Paul Simon, dad explained back then to his completely astonished sons, was honest. Unlike most politicians, dad said, you could trust Simon’s word. Barely out of high school, Simon bought a newspaper and used it to rail against the mob and its political allies in the Metro East. He had real guts, dad said. Simon eventually owned a string of newspapers throughout southern Illinois, demonstrating a considerable business savvy, which my father admired.

I’ve always found it astonishing that a staunch conservative and Dillard Republican like my father would have so much respect, even reverence, for one of the most liberal Democratic Senators this state has ever produced. But dad’s opinion helped me to understand that Simon’s voting record wasn’t why voters gave him two terms in the Senate and would have gladly given him as many as he wanted.

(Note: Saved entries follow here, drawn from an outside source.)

PR #5939, opened 2024-04-19
Add retrying for Zuora `TEMPORARY_ERROR`

jamesgorrie:
Adds retry logic for the [Zuora `TEMPORARY_ERROR`](https://knowledgecenter.zuora.com/Zuora_Central_Platform/API/G_SOAP_API/L_Error_Handling/Errors#ErrorCode_Object).

We have seen this error raised a couple times.

### DIFF
--- a/support-workers/src/test/scala/com/gu/support/workers/errors/ErrorHandlerSpec.scala
+++ b/support-workers/src/test/scala/com/gu/support/workers/errors/ErrorHandlerSpec.scala
@@ -95,8 +95,13 @@ class ErrorHandlerSpec extends AnyFlatSpec with Matchers {
     ]
     ZuoraErrorResponse(
       false,
+      List(ZuoraError("TEMPORARY_ERROR", "Operation failed due to a temporary error, please retry later.")),
+    ).asRetryException shouldBe a[
+      RetryUnlimited,
+    ]
+    ZuoraErrorResponse(
+      false,
       List(ZuoraError("TRANSACTION_FAILED", "Your card was declined")),
     ).asRetryException shouldBe a[RetryNone]
-
   }
 }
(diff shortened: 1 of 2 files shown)


support-workers/src/test/scala/com/gu/support/workers/errors/ErrorHandlerSpec.scala
```diff
@@ -93,10 +93,15 @@ class ErrorHandlerSpec extends AnyFlatSpec with Matchers {
     ).asRetryException shouldBe a[
       RetryUnlimited,
     ]
+    ZuoraErrorResponse(
+      false,
+      List(ZuoraError("TEMPORARY_ERROR", "Operation failed due to a temporary error, please retry later.")),
+    ).asRetryException shouldBe a[
+      RetryUnlimited,
```
paul-daniel-dempsey, line 100: Went for unlimited rather than 5-times? Guessing its unlikely the a server would be back up 5 retries

paul-daniel-dempsey (approved):
This looks far simpler than we looked into previously! Like this singular `ErrorHandlerSpec` though

support-workers/src/test/scala/com/gu/support/workers/errors/ErrorHandlerSpec.scala
jamesgorrie: My logic is that it is temporary - so should come back up eventually.

I'm not to sure what the usecase for `RetryLimited` is, potentially if a service is overwhelmed and we want to backoff to allow it to stabilise. 

[We also use it for unknown errors](https://github.com/guardian/support-frontend/blob/main/support-workers/src/main/scala/com/gu/support/workers/exceptions/ErrorHandler.scala#L66-L67) - you can see the other usecases in this file.

johnduffell: @jamesgorrie  unlimited is 24h, limited is about 2 hours I think (exponential backoff)
The main issue with unlimited is that the state machine times out completly after 24h and the customer doesn't get an email afaik so they don't realise it's failed.  Also we don't get a "failed" alarm until 24h later.  The limited one they get an email telling them it's failed, so they can take action e.g. retry.

jamesgorrie: Thanks @johnduffell - I think in this instance then we probably want to `RetryLimited` - if Zuora's `TEMPORARY_ERROR` is more than 2 hours, I imagine it's worth knowing about then.

The example that inspired this PR it seems like it was out for < 5 minutes. So that fits the bill too.

[Here's the PR](https://github.com/guardian/support-frontend/pull/5947)

PR #5947, opened 2024-04-22
fix: RetryLimited on Zuora TEMPORARY_ERROR

jamesgorrie:
Makes the Zuora `TEMPORARY_ERROR` `RetryLimited`.

Based on [this conversation](https://github.com/guardian/support-frontend/pull/5939#discussion_r1574374387) it felt like knowing if a `TEMPORARY_ERROR` was lasting longer than 2 hours, we should know. The example case for this only lasted < 5 minutes, so it feels like designing to real life is a better plan.

### DIFF
--- a/support-models/src/main/scala/com/gu/support/zuora/api/response/Responses.scala
+++ b/support-models/src/main/scala/com/gu/support/zuora/api/response/Responses.scala
@@ -4,7 +4,7 @@ import com.gu.support.encoding.Codec._
 import com.gu.support.encoding.CustomCodecs.{decodeLocalTime, encodeLocalTime}
 import com.gu.support.encoding.JsonHelpers._
 import com.gu.support.encoding.{Codec, ErrorJson}
-import com.gu.support.workers.exceptions.{RetryException, RetryNone, RetryUnlimited}
+import com.gu.support.workers.exceptions.{RetryException, RetryLimited, RetryNone, RetryUnlimited}
 import com.gu.support.zuora.api.PaymentGateway
 import io.circe.Decoder.Result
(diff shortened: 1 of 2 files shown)


johnduffell (approved):
nice, I think that's sensible. 👍 
as an added note, sometimes Zuora or Salesforce have scheduled downtime overnight or on the weekend, and we always (perhaps blithely) say that the step functions will retry anyway.

jamesgorrie:
> and we always (perhaps blithely) say that the step functions will retry anyway

@johnduffell [It looks like we `RetryUnlimited` for all Zuora errors](https://github.com/guardian/support-frontend/blob/a816124d7fb69ea9ea2345ceb039bc93f3428c98/support-models/src/main/scala/com/gu/support/zuora/api/response/Responses.scala#L50).

Maybe that's not the right thing, although is hasn't raised any problems as yet. It could be worth a think about to be preventative rather than reactive though.

johnduffell:
> It looks like we `RetryUnlimited` for all Zuora errors

that's not true, only the ones specifically determined, the rest are RetryNone
https://github.com/guardian/support-frontend/blob/984dc6ea209c35fc4777f8679d9072c8e1b525fc/support-models/src/main/scala/com/gu/support/zuora/api/response/Responses.scala#L60

I suspect (GH history lets me down) the specifically determined ones were because zuora used to have outages all the time (i.e. every month) so we had a good idea of what it returned in those cases.

> Maybe that's not the right thing, although is hasn't raised any problems as yet. It could be worth a think about to be preventative rather than reactive though.

could be, things have changed a lot in the last 5+ years

PR #6414, opened 2024-10-15
Remove old promo field

rupertbates:
This PR follows on from #6400 which added a new field `appliedPromotion` to various objects to replace the `promoCode` field which was there before. 

To ensure there were no compatibility issues when releasing various parts of the application, the previous PR left both fields in place, this one removes the old field.


support-workers/src/main/scala/com/gu/zuora/productHandlers/ZuoraDigitalSubscriptionDirectHandler.scala
```diff
@@ -41,7 +41,7 @@ class ZuoraDigitalSubscriptionDirectHandler(
       state.product,
       state.paymentMethod,
       paymentSchedule,
-      state.promoCode,
+      state.appliedPromotion.map(_.promoCode),
```
rupertbates, line 44: Later states in the support-workers step function still have the `promoCode` field. This is because we have already done the necessary validation by this point so we don't need the full `appliedPromotion` fields any more.

andrewHEguardian (approved):
Looks good 👍

PR #6318, opened 2024-09-16
Source and source development kitchen updates

charleycampbell:
## What are you doing in this PR?
Updating Source to V8. This has breaking changes so anything which is broken/deprecated has been updated.
[**Trello Card**](https://trello.com/c/U8uXI3u8/678-upgrade-source-in-support-frontend)

## How to test

- approved chromatic changes, and signed off by design on any small diffs (TBC)
- Deployed onto code and ran the playwright tests which did pass after some minor tweaks to the code locally (like the url)
- Created a handful of subs for different regions and products.

## Have we considered potential risks?
There is a risk that an edge case is missed in testing. If that is the case we will need to roll this change back to investigate.

## Accessibility test checklist

-  [ ] [Tested with screen reader](https://github.com/guardian/accessibility/blob/main/people-and-technology/03-visual.md#screen-reader)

It was the fact that voters believed they were electing an honest, decent, intelligent, thoughtful man to represent them to their nation’s highest legislative body. It wasn’t about sound bites, or good hair, or the latest wedge issue. It was, instead, about the pride in knowing that they were sending one of their state’s very best citizens to Washington, DC. They trusted him to do the right thing, even if they didn’t always, or usually, agree with him.

My grandmother did vote for one Democrat I think, but that was before I was born. It turns out that the Republican Sheriff arrested my father for some sort of weapons violation when my father shot a peeping tom who turned out to be said sheriff’s cousin. Today, the entire process would have been different, but in rural McLean County in the 1960s, my Dad was within his rights and that signalled the final straw for that Sheriff’s political career. Or maybe that was the primary where he was thrown out–if that is the case, she never spent more time in the booth than to punch the Republican straight ticket.

Miller’s father is voting for Dean now, perhaps showing a similar trajectory that Goldwater followed. As he aged Goldwater moderated his views on several issues. The most hysterical was his gruff take on gays in the military–it doesn’t matter if a soldier is straight, it matters if they can shoot straight. The most important being his realization what Glen Canyon damn did to the nature of his beloved Arizona. The most practical being taking on pricing in the cable/satellite business that opened up competition in such services.

My grandmother, on the other hand, is just shaking her head at me for my likely vote for Dean. Of course, at least I’m voting.